Data Case Study 1#

Take a look at the landing page for the dataset:
Snowpack, precipitation, and temperature measurements at the Central Sierra Snow Laboratory for water years 1970 to 2019
https://doi.org/10.6078/D1941T

dryad snow

With the information shown above, and using the link provided, answer the following questions:

Background#

Questions#

  1. Why was the data collected?

  2. What are the limitations of the data?

Publisher / Host#

Questions

  1. Where is the data hosted? (What is the name of the repository?)

  2. Is there a theme or subject focus to the repository?

  3. What other types of data would you expect to find there?

Citation#

Questions

  1. How would you cite the data?

  2. Is there an example or recommendation?

Answer

Osterhuber, Randall; Schwartz, Andrew (2021), Snowpack, precipitation, and temperature measurements at the Central Sierra Snow Laboratory for water years 1971 to 2019, Dryad, Dataset, https://doi.org/10.6078/D1941T

Licensing#

Questions

  1. Are you allowed to reuse this dataset?

  2. How do you know?

Answer

License Example

Data#

Take a look at Whole_WY_1980.csv, one of the 49 data files.

Questions#

  • How many rows of data are there? Why?

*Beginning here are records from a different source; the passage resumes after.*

PR #2790, opened 2019-02-16
Added debug code to StatCache.

nophead:
Dummy PR to get a build.

### DIFF
--- a/src/StatCache.cc
+++ b/src/StatCache.cc
@@ -60,8 +60,10 @@ int stat(const std::string &path, struct ::stat &st)
 			st = iter->second.st;                        // Not stale yet so return it
 			return 0;
 		}
-		statMap.erase(iter);                            // Remove stale entry
+		//statMap.erase(iter);                            // Remove stale entry
 	}
+	else
+		PRINTD(path);
 	if (auto rv = ::stat(path.c_str(), &st)) return rv; // stat failed
 	statMap[path] = {st, millis_clock()};
 	return 0;
--- a/src/StatCache.cc
+++ b/src/StatCache.cc
@@ -33,7 +33,7 @@
 
 namespace {
 
-const float stale = 0.190;  // Maximum lifetime of a cache entry chosen to be shorter than the automatic reload poll time
+const float stale = 190;  // Maximum lifetime of a cache entry chosen to be shorter than the automatic reload poll time
 
 double millis_clock(void)
 {
--- a/src/StatCache.cc
+++ b/src/StatCache.cc
@@ -29,15 +29,17 @@
 
 #include <string>
 #include <unordered_map>
-#include <chrono>
+#include <sys/timeb.h>
 
 namespace {
 
-const float stale = 190;  // Maximum lifetime of a cache entry chosen to be shorter than the automatic reload poll time
+const float stale = 0.190;  // Maximum lifetime of a cache entry chosen to be shorter than the automatic reload poll time
 
 double millis_clock(void)
 {
-	return std::chrono::duration_cast<std::chrono::milliseconds>(std::chrono::system_clock::now().time_since_epoch()).count();
+	struct timeb tb;
+	ftime(&tb);
+	return tb.time + double(tb.millitm) / 1000;
 }
 
 struct CacheEntry
@@ -60,11 +62,13 @@ int stat(const std::string &path, struct ::stat &st)
 			st = iter->second.st;                        // Not stale yet so return it
 			return 0;
 		}
-		//statMap.erase(iter);                            // Remove stale entry
 	}
 	else
 		PRINTD(path);
-	if (auto rv = ::stat(path.c_str(), &st)) return rv; // stat failed
+	if (auto rv = ::stat(path.c_str(), &st)) {            // stat failed
+		if(iter != statMap.end())
+			statMap.erase(iter);                          // Remove stale entry
+    }
 	statMap[path] = {st, millis_clock()};
 	return 0;
 }   


thehans:
Hey did you discover anything from your testing?  I was just looking at StatCache and noticed that `stale = 0.190` line which seems wrong if that's in milliseconds.

I'm looking into it for the unicode related changes... from the microsoft docs I've read, it doesn't look like we can rely on stat to work on windows if we supply utf8 encoded path strings, unless mingw-w64 is doing some magic to handle it already.  I might need to change it to use boost filesystem commands for best compatibility.

nophead:
No I find the chrono stuff completely incomprehensible so I want back to my simple version but I still have the problem. It takes 5 seconds to check the dependencies but only on one project where I rearranged some includes and uses.

I have been trying to debug it but gdb doesn't work properly in an MSYS2 terminal. What did you use to profile the polyhedron problem?

thehans:
I used [Windows Performance Recorder/Analyzer](https://docs.microsoft.com/en-us/windows-hardware/test/wpt/windows-performance-analyzer) which has a feature to do CPU [flame graphs](https://docs.microsoft.com/en-us/windows-hardware/test/wpt/graphs)

Getting a debug build was tricky, I ended up creating a new branch / PR #2747 with some changes to generate debug symbols and not strip them.  I used the artifacts from CircleCI from that PR.

The last thing about it was that WPA expects .pdb debug files which typically come from visual studio's compiler.  I found this project though that can sort of generate a pdb file from gcc's dwarf debug symbols: https://github.com/rainers/cv2pdb

Run that on opescad.exe and it moves the symbols out of the file and into a separate .pdb in the same path.  It wasn't 100% reliable in that it would mix up some of the function names, so take the results with a grain of salt.  I think I was also lucky in that the native windows calls were taking much of the time, which WPA has no problem resolving regardless of pdb.

Also you have to explicitly tell WPA to load symbols once you have the recording opened:
https://docs.microsoft.com/en-us/windows-hardware/test/wpt/load-symbols-or-configure-symbol-paths

nophead:
Thanks I might have a go at that.

If you have optimised code then it would be no wonder symbols get mixed up. A lot of short C++ functions like accessors and mutators can be binary identical between different classes, so they can share the object code and have the same address for different symbols. For example an accessor that returns the first class member will be the same code for all classes if it is the same size member, say 32 bits.

nophead:
I can probably just use your PR because it will have the same problem as the current master I think,

nophead:
Hmm, seems to be Win10 only. I expected it so say so but it looked like it was preparing to install Windows 10 on my Win7 machine.

I have a tiny Win10 box. Not sure it is capable of running OpenSCAD though.

thehans:
There should be earlier versions of performance toolkit that are compatible with Windows 7, maybe this link works? http://www.microsoft.com/en-US/download/details.aspx?id=39982
The system requirements at the bottom nclude win 7

Also I've read that in older versions the profiler tool was called xperf, not sure if that is the most current for win 7.

nophead:
The older version of the performance analyser doesn't seem to have flame graphs. Does that mean it won't be useful?

Did you build cv2pdb from source? It says:

> The binary package of cv2pdb contains an executable cv2pdb.exe, which
> should be copied somewhere accessible through your PATH environment
> variable.

But it only seems to be source code. 

Interestingly your PR #2747 only takes 3 seconds to check the dependencies, whereas later versions are more like 5.

thehans:
There is a link on their releases page to an AppVeyor build.  If I remember correcltly, I just downloaded that and used it:
 https://github.com/rainers/cv2pdb/releases

I prefer flame graphs as a nice visualization of where CPU spends it time, but you should still be able to drill down in to the stack and see how much time is spent in various parts of code without one.

nophead:
Thanks.

Well you are quite right about 0.190 should now be 190. What I don't understand is how I thought I had fixed it four months ago and how when I tested the old version it still seemed slow. Basically I have wasted days of my time due to somebody deciding to refactor this code and not testing it. The old version was simple and easy to understand. chrono is both longer, less efficient and has fooled the person that changed it and myself as it is so complex.

Possibly 190us was long enough when my library was a bit smaller. If the dependency check completes in that time it would work. If it goes just over then it will slow down massively as a miss will precipitate more misses. 

I also didn't realise I need a make clean to switch between release and debug builds. I am used to the object codes being kept separate with the executables.

Similarly my command line code got refactored into 'modern code' without testing and ended up broken. Again I don't think the code is any shorter once you format it in a readable way.  Why is an inline functional version with join and lambda considered better than an old fashioned for loop? I don't think it is any shorter or more efficient.

Now I have to work out why, after a make clean, the Compiling design phase seems to have slowed by several orders of magnitude. Basically I changed stale and it fixed the slow auto reload and it compiled my project in about 5 minutes as normal but it has some debug logging so I did make clean and now it is taking so long I will have some lunch as it looks like it will be hours!

nophead:
It's a HeisenBug. With stale set to 190 it only works if I also have a PRINTB as well.
```
int stat(const std::string &path, struct ::stat &st)
{
	auto iter = statMap.find(path);
	if (iter != statMap.end()) {                      // Have we got an entry for this file?
		if (millis_clock() - iter->second.timestamp < stale) {
			st = iter->second.st;                        // Not stale yet so return it
			return 0;
		}
		statMap.erase(iter);                            // Remove stale entry
                PRINTB("stale: %f",(millis_clock() - iter->second.timestamp));
	}
	if (auto rv = ::stat(path.c_str(), &st)) return rv; // stat failed
	statMap[path] = {st, millis_clock()};
	return 0;
}
```

I.e. without the PRINTB it draws a frame very 5 seconds. With it one or two frames a second. And even if I revert it to using ftime it still behaves the same.

thehans:
Hmm, makes me wonder if its possible that there is some race condition coming from different threads?

nophead:
Yes I am beginning to think that if the time it takes to process the dependencies gets as long as the period it polls them at then it stops updating the window. 

I got rid of the cache timeout and just cleared it all before the dependency check. It didn't change the behaviour at all. With a small project you can pan the screen but it pauses a short while every time it checks the dependencies. With my pathological project it goes busy for 5 seconds at a time unless I have a PRINTB. 

There is already a flat list of dependencies so I might try checking the times on those instead of trawling though the massive tree of tens of thousands of checks on the same files that get satisfied by the cache.

t-paul:
`PRINTB` indirectly triggers the Qt event processing at the end of `MainWindow::consoleOutput()`.

nophead:
Do QT events have a priority. I.e. if a timer event takes longer to process that its repetition period would that stop other events being processed?

thehans:
https://doc.qt.io/qt-5/qtimer.html#accuracy-and-timer-resolution
> All timer types may time out later than expected if the system is busy or unable to provide the requested accuracy. In such a case of timeout overrun, Qt will emit timeout() only once, even if multiple timeouts have expired, and then will resume the original interval.

also this
> As a special case, a QTimer with a timeout of 0 will time out as soon as all the events in the window system's event queue have been processed
It sounds like it's a basic queue where events are processed as FIFO.

So as I understand it, other events could be still added to the queue while a timer event is processing.  And the next timeout that is emitted will just get added to the end of the queue.

nophead:
I found that with a single file project that includes all of my library handleDependencies() takes 0.25s. Not good as it is called every 0.2s, but it is still reasonably responsive.

With my larger project that has abut 12 files that each include just the subset of my library that they need then handleDependencies() takes 6.5s and it only responds every 6.5s. Adding the PRINTB causes it to process events every 190ms during handleDependencies(), which is why it gets responsive again.

I think when my larger project included all my library in every file it worked, so something weird is going on. Even so 0.25 seconds is a bit clunky. I think I can solve it by just checking the flat list of dependencies and only call handleDependencies() when something has changed. However I need to find out why it is so slow when there are only 78 used files and 118 dependencies in total.

I am struggling with cv2pdb at the moment as it doesn't find the dll is needs from my VS 2017 install.

t-paul:
Would it make sense to scale the delay by number of files? Something like `0.15 + ln(nr-of-files) / 8` maybe. That would increase the delay to about 0.6s at 100 files.

nophead:
The basic problem is handleDependencies is being called recursively many thousands of times checking the times on the same files over and over again. So even with the times cached it still takes a crazy amount of time.

I haven't quite got my head round why it is so many, it took 21 minutes just to print them all! The simple solution is just to mark the modules it has already checked as there is no point in checking them more than once.

One of the first C programs I wrote in the earl 80s was make program that checked dependencies only once by making a graph of them. I can apply the same logic it here and removed the cache since it will only look at the time on each file once.

thehans:
I don't really understand the file/module caching code.  Is it mainly for "Automatic reload and preview" purposes?  The timers related to that seem to be a little messy.  There is `autoReloadTimer` and another `waitAfterReloadTimer` that are being started and stopped on various seemingly intermingling conditions.  

Also the `GuiLocker` class seems like it could possibly create issues.  I think at the very least `GuiLocker::unlock()` needs a `gui_locked>0` check otherwise it could overflow to max unsigned int.  That and/or any code which calls `GuiLocker::unlock()` should also check `GuiLocker::isLocked()` first.  
I see before all the calls to `void MainWindow::compile(...)` that its being locked in the calling function,  *except* in `void MainWindow::waitAfterReload()`?  Its also hard to follow that each lock and unlock happen in different functions.  

I'm not sure what its intended purpose is exactly, to make sure we don't start more than one compile at a time?  If so, maybe a proper std::mutex or QMutex is in order.

nophead:
The module cache is there so used modules don't need to be parsed over and over again when they are included in multiple places. Each time a use is encountered it is looked up in the cache and if present nothing needs to be done, other than recording the use.

I think the lock is required for MDI mode. I.e. so multiple windows don't modify the data structures at the same time. Although my recollection of event driven stuff is it avoids a lot of problems with concurrency.

Anyway the problem is caused by the tree of dependencies exploding whereas as graph of them is quiet small. I.e. it only has has many nodes as there are files, in this case 118. So to check if any have changed  it should be just a matter of calling stat 118 times, The problem is each file gets checked many tens or perhaps 100s of thousands of time because the tree is fully explored instead of the graph. 

By refactoring my library code I managed to get the time down to about 1 second but I am sure most of that time is recusing and checking the stat cache over and over again. There is no point checking used modules that have already be checked.  And there is no point checking includes that have already been checked.

If I make a graph of the dependencies each file only needs to be checked once.

thehans:
Seems like it shouldn't necessarily need a special graph implementation, and could probably be handled by a std::set or std::unordered_map of already-processed files.  
Maybe rework how ModuleCache and StatCache interact so that StatCache is handled privately inside ModuleCache or something like that.

nophead:
By graph I don't mean a special data structure, it would be built with std::unordered_map(s).

Currently each module has a flat list of every file it includes and I think every module it uses including those used via its includes, That means if I include a library file in each file of my project and it includes a whole bunch of files like screws.scad that uses screw.scad which includes global.scad then each module ends up with a dependency on a large number of includes and uses, If it was graph instead of a flat list each project file  would depend on one library file. That would depend on all the others. 

Yes one could have a list of already processed modules to cut short the tree exploration. It would mean each module would be processed only once but even so it would be checking the same included files over and over again. It should really only need to check the directly included and used files. With the StatCache I don't think it it touching the file system more than once per file. It is basically using 6 seconds of CPU time recursing around the tree looking up values in an unordered_maps an enormous number of times. It isn't very efficient because it looks up the module cache entry lots of time and makes cache keys, etc, and is only indirectly recursive.

With a graph it would only need to check each file once and then attach the times to the graph such that each node has the latest time of itself and its children. It would replace the StatCache. Each module would ask if any of its directly included or used files had changed and they would indicate yes if they had changed or any of their dependencies had changed.

nophead:
Well a quick bodge solution was very simple indeed.  I removed this line: https://github.com/openscad/openscad/blob/master/src/FileModule.cc#L159. That has the effect of making the tree walk only visit each module once. I added a function to clear them all at the start by looping through the module cache.

Although it is checking the times on the includes over and over again the StatCache means it only takes less than 10ms with my large project. So turning on auto reload doesn't cause any noticeable slowdown at all. Not only that but the initial compilation and F5, etc are about 6 seconds faster. And the command line should also be faster by the same amount.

  • What’s a Water Year? Can you tell when a Water Year starts?

  • When was the first snowfall of the 1979-1980 Water Year?

# Read in the data file from the 1980 water year

import pandas as pd

snow_data_1980 = pd.read_csv('./data/Whole_WY_1980.csv')
snow_data_1980
Date Air Temp Max (C) Air Temp Min (C) 24-hour Total Precip (mm) Season Total Precip (mm) % of Precip as Snow % of Precip as Rain New Snow (cm) Season Total Snow (cm) Snowpack depth (cm) Snow Water Equivalent (cm) Remarks
0 1979-10-01 23.31 8.88 0 0.000 -- -- 0 0.0 0 0 NaN
1 1979-10-02 22.755 6.66 0 0.000 NaN NaN 0 0.0 0 0 changed charge
2 1979-10-03 23.31 6.66 0 0.000 NaN NaN 0 0.0 0 0 NaN
3 1979-10-04 23.31 5.55 0 0.000 NaN NaN 0 0.0 0 0 NaN
4 1979-10-05 22.755 4.995 0 0.000 NaN NaN 0 0.0 0 0 NaN
... ... ... ... ... ... ... ... ... ... ... ... ...
361 1980-09-26 21.09 4.44 0 1968.794 NaN NaN 0 1083.3 0 0 NaN
362 1980-09-27 20.535 2.775 0 1968.794 NaN NaN 0 1083.3 0 0 NaN
363 1980-09-28 23.31 0.555 0 1968.794 NaN NaN 0 1083.3 0 0 NaN
364 1980-09-29 25.53 6.105 0 1968.794 NaN NaN 0 1083.3 0 0 NaN
365 1980-09-30 27.195 4.44 0 1968.794 NaN NaN 0 1083.3 0 0 NaN

366 rows × 12 columns

Plot#

What if you plotted the data? What could you see?

import matplotlib.pyplot as plt

snow_data_1980.plot(x='Date', y='Season Total Snow (cm)')
plt.xticks(rotation = 45)
plt.show()
../_images/54aad6e9012bf86342e152ebb3c0c55ebc0a06475257433b31077f32418f0de1.png

Final Thoughts

What other questions could you explore with this data?